Excuse me, nit wit from wisconsin chiming in here, I love seasonals! Especially when you keep good records, know your costs, and have the eright equipment, and personnel. The only thing that throws me off is global cooling, (its a scientific fact) look it up


----------



## snow4me (Oct 8, 2008)

SullivanSeptic;1306874 said:


> Did you just quote a "Steelers Wheel" song in a plowing forum? I was just checking?


Yep here's another from the same song going out to my other fans here in Chitown...

Trying to make some sense of it all,
But I can see that it makes no sense at all,
Is it cool to go to sleep on the floor,
'Cause I don't think that I can take anymore
Clowns to the left of me, Jokers to the right,
Here I am, stuck in the middle with you.


----------



## snow4me (Oct 8, 2008)

newlooklandscp;1306884 said:


> Im from Midway North to Northern Palatine and from the Lake to far west Glen Ellyn. I think 2009-10 was somewhere in the 26-29 range of salting, about 30+ the year before and at least 30 last season buy Im to lazy to look for exacts.


I did only per occurence contracts last season and my customers of course only wanted to pay for one salt application per ice or snow less than 2" event. If I had seasonal contracts then I'm sure the number would have been much higher.

Are you saying you salted 30 plus times without plowing and plowed and salted another dozen times? I only counted and charged 3 plows for the blizzard. What did you guys charge for with your per occurrence contracts on that one?


----------



## snow4me (Oct 8, 2008)

Longae29;1306887 said:


> Excuse me, nit wit from wisconsin chiming in here, I love seasonals! Especially when you keep good records, know your costs, and have the eright equipment, and personnel. The only thing that throws me off is global cooling, (its a scientific fact) look it up


Thanks nitty from WI it's good to know you guys are managing your costs and still making money at this game. Hell I'd be disappointed if everyone on here was complaining like me ;-)


----------



## snow4me (Oct 8, 2008)

Camden;1306880 said:


> I wouldn't trust his records, his area might have experienced more global warming than you did.

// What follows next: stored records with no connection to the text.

PR #4591, opened 2026-08-27
fix: correct dataclass transform ordering metadata

### LINKED ISSUE #3790: Incorrect typing for the `type` decorator
## Describe the Bug

The type function is decorated with 
```
@dataclass_transform(
    order_default=True, kw_only_default=True, field_specifiers=(field, StrawberryField)
)
```

Therefore mypy treats classes decorated with type as being dataclasses with ordering functions.

In particular, defining `__gt__` on such a class will be treated as an error by mypy.

However, type (that is the underlying `_wrap_dataclass` function) do not do anything to ensure the dataclass actually has order functions defined.

I see multiple solutions:
- Removing the `order_default=True` part of the `dataclass_transform` decorating `type`
- Enforcing the `order=True` in `_wrap_dataclass`
- Allowing the caller to pass dataclass kwargs (as per [my previous issue](https://github.com/strawberry-graphql/strawberry/issues/2688))

## System Information

 - Operating system: Ubuntu 24.04
 - Strawberry version (if applicable): 0.256.1

## Additional Context

Code samples to be clear on the issue
```
@strawberry.type
class MyClass:
    attr: str
 
k = MyClass(attr="abc")
j = MyClass(attr="def")
j > k # TypeError: '<' not supported between instances of 'MyClass' and 'MyClass'
```

``` 
@strawberry.type
class MyClass:
    attr: str

    def __gt__(self, other):
        return self.attr > other.attr
 
k = MyClass(attr="abc")
j = MyClass(attr="def")
j > k # True

# When running mypy
error: You may not have a custom "__gt__" method when "order" is True  [misc]
```

subham-hq:
## Summary

Align Strawberry's `dataclass_transform` ordering metadata with its actual runtime dataclass behavior.

Strawberry ultimately wraps these decorated classes with `dataclasses.dataclass(kw_only=True)`, which uses Python's default `order=False`. The corresponding `dataclass_transform` declarations, however, advertised `order_default=True`.

That mismatch causes type checkers such as mypy and ty to model Strawberry-decorated classes as if ordering methods were generated by default, incorrectly rejecting valid user-defined comparison methods such as `__gt__`.

## Root cause

At runtime, Strawberry's dataclass wrapping is equivalent to:

```python
@dataclasses.dataclass(kw_only=True)
class Example:
    ...
```

Because `dataclasses.dataclass` defaults to `order=False`, defining a custom ordering method is valid.

The static typing metadata instead declared:

```python
@dataclass_transform(
    order_default=True,
    kw_only_default=True,
    ...,
)
```

Under PEP 681, this tells type checkers to assume `order=True` when interpreting classes produced by the decorator. That does not match Strawberry's runtime behavior.

For example:

```python
@strawberry.type
class User:
    name: str

    def __gt__(self, other: "User") -> bool:
        return self.name > other.name
```

Before this change, mypy rejects the custom `__gt__` because it assumes ordering is enabled, and ty reports the equivalent conflict. The class is valid at runtime because Strawberry does not enable dataclass ordering.

## Changes

- Set `order_default=False` in Strawberry's dataclass-transform metadata so static typing matches runtime behavior.
- Apply the correction consistently to related decorators that use the same dataclass semantics:
  - core `type`, `input`, and `interface`
  - federation `type`, `input`, `interface`, and `interface_object`
  - schema directives
  - federation schema directives
- Add regression coverage for custom ordering methods on:
  - `@strawberry.type`
  - `@strawberry.federation.type`
  - `@schema_directive`
  - federation `@schema_directive`
- Add the required `RELEASE.md` entry.

This is a typing-metadata correction only; it does not change Strawberry's runtime dataclass behavior.

## Validation

The issue was reproduced before the fix with a custom `__gt__` method:

- mypy reported that a custom `__gt__` is not allowed when `order` is `True`
- ty reported the equivalent ordering conflict
- pyright did not report an ordering error

After correcting the metadata, the same examples type-check without ordering errors.

Focused type-checker tests:

```bash
uv run pytest \
  tests/typecheckers/test_type.py \
  tests/typecheckers/test_federation.py \
  tests/typecheckers/test_directives.py \
  -q
```

Result:

```text
10 passed
```

Formatting and repository checks also passed:

```bash
uv run pre-commit run --files \
  strawberry/types/object_type.py \
  strawberry/federation/object_type.py \
  strawberry/schema_directive.py \
  strawberry/federation/schema_directive.py \
  tests/typecheckers/test_type.py \
  tests/typecheckers/test_federation.py \
  tests/typecheckers/test_directives.py \
  RELEASE.md

git diff --check
```

Fixes #3790

## Summary by Sourcery

Align Strawberry's dataclass transform metadata with its runtime behavior by disabling default ordering in all applicable decorators.

Bug Fixes:
- Correct dataclass transform ordering metadata so Strawberry-decorated classes are accurately modeled by type checkers and can define custom comparison methods such as `__gt__`.
- Apply the metadata correction consistently across core, federation, and schema directive decorators.

Tests:
- Add type-checker regression coverage for custom ordering methods on core and federation types and schema directives.

### DIFF
--- a/RELEASE.md
+++ b/RELEASE.md
@@ -1,0 +1,17 @@
+---
+release type: patch
+social_messages:
+  x: >-
+    {project_name} {version} is out! This release fixes dataclass transform
+    metadata so custom ordering methods are correctly accepted by type checkers. 🍓
+    https://strawberry.rocks/release/{version}
+  linkedin: >-
+    {project_name} {version} is out. This release fixes dataclass transform
+    metadata so custom ordering methods are correctly accepted by type checkers.
+---
+
+This release fixes incorrect dataclass transform ordering metadata.
+
+Strawberry decorators now correctly declare that ordering methods are not generated
+by default, matching their runtime dataclass behavior and allowing custom ordering
+methods such as `__gt__` to be used without type-checking errors.
--- a/strawberry/federation/object_type.py
+++ b/strawberry/federation/object_type.py
@@ -58,7 +58,7 @@ def _impl_type(
 
 @overload
 @dataclass_transform(
-    order_default=True,
+    order_default=False,
     kw_only_default=True,
     field_specifiers=(base_field, field, StrawberryField),
 )
@@ -74,7 +74,7 @@ def type(
 
 @overload
 @dataclass_transform(
-    order_default=True,
+    order_default=False,
     kw_only_default=True,
     field_specifiers=(base_field, field, StrawberryField),
 )
@@ -106,7 +106,7 @@ def type(
 
 @overload
 @dataclass_transform(
-    order_default=True,
+    order_default=False,
     kw_only_default=True,
     field_specifiers=(base_field, field, StrawberryField),
 )
@@ -124,7 +124,7 @@ def input(
 
 @overload
 @dataclass_transform(
-    order_default=True,
+    order_default=False,
     kw_only_default=True,
     field_specifiers=(base_field, field, StrawberryField),
 )
@@ -163,7 +163,7 @@ def input(
 
 @overload
 @dataclass_transform(
-    order_default=True,
+    order_default=False,
     kw_only_default=True,
     field_specifiers=(base_field, field, StrawberryField),
 )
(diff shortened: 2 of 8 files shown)


bellini666 (approved):
Oh, really nice fix. Thank you! :)

botberry:
This PR was published as [0.324.5](https://github.com/strawberry-graphql/strawberry/releases/tag/0.324.5). Thank you for contributing!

Thanks for chiming in Minnesota!

Denial is not just a river in Africa my friend. Thumbs Up


----------



## johndeereguy (Oct 19, 2006)

I am trying to switch all of my account over to a seasonal price. I figure their price as what a average or normal winterwould be, then get a good 2-3 year contract. One year I may be ahead, then next the store may be, the 3rd it is even. At least this way I can buy equipment and supplies knowing what my income will be. Yo could do a huge lot and it pay $3500 a storm, but if it never snows, you have equipment to pay for with no income. I love the seasonal contracts. Wanting to get all of my mowing switched to that as well. No worries here about if its ever going to rain or snow. If it does, I am covered, if not, better yet!!


----------



## got-h2o (Sep 26, 2008)

I salted one zero tolerance acct 38 times. We get a bit of lake effect here, but I'm not in the snow belt. I'll check actual pushes, I think 22, but I remember salts off the top of my head. 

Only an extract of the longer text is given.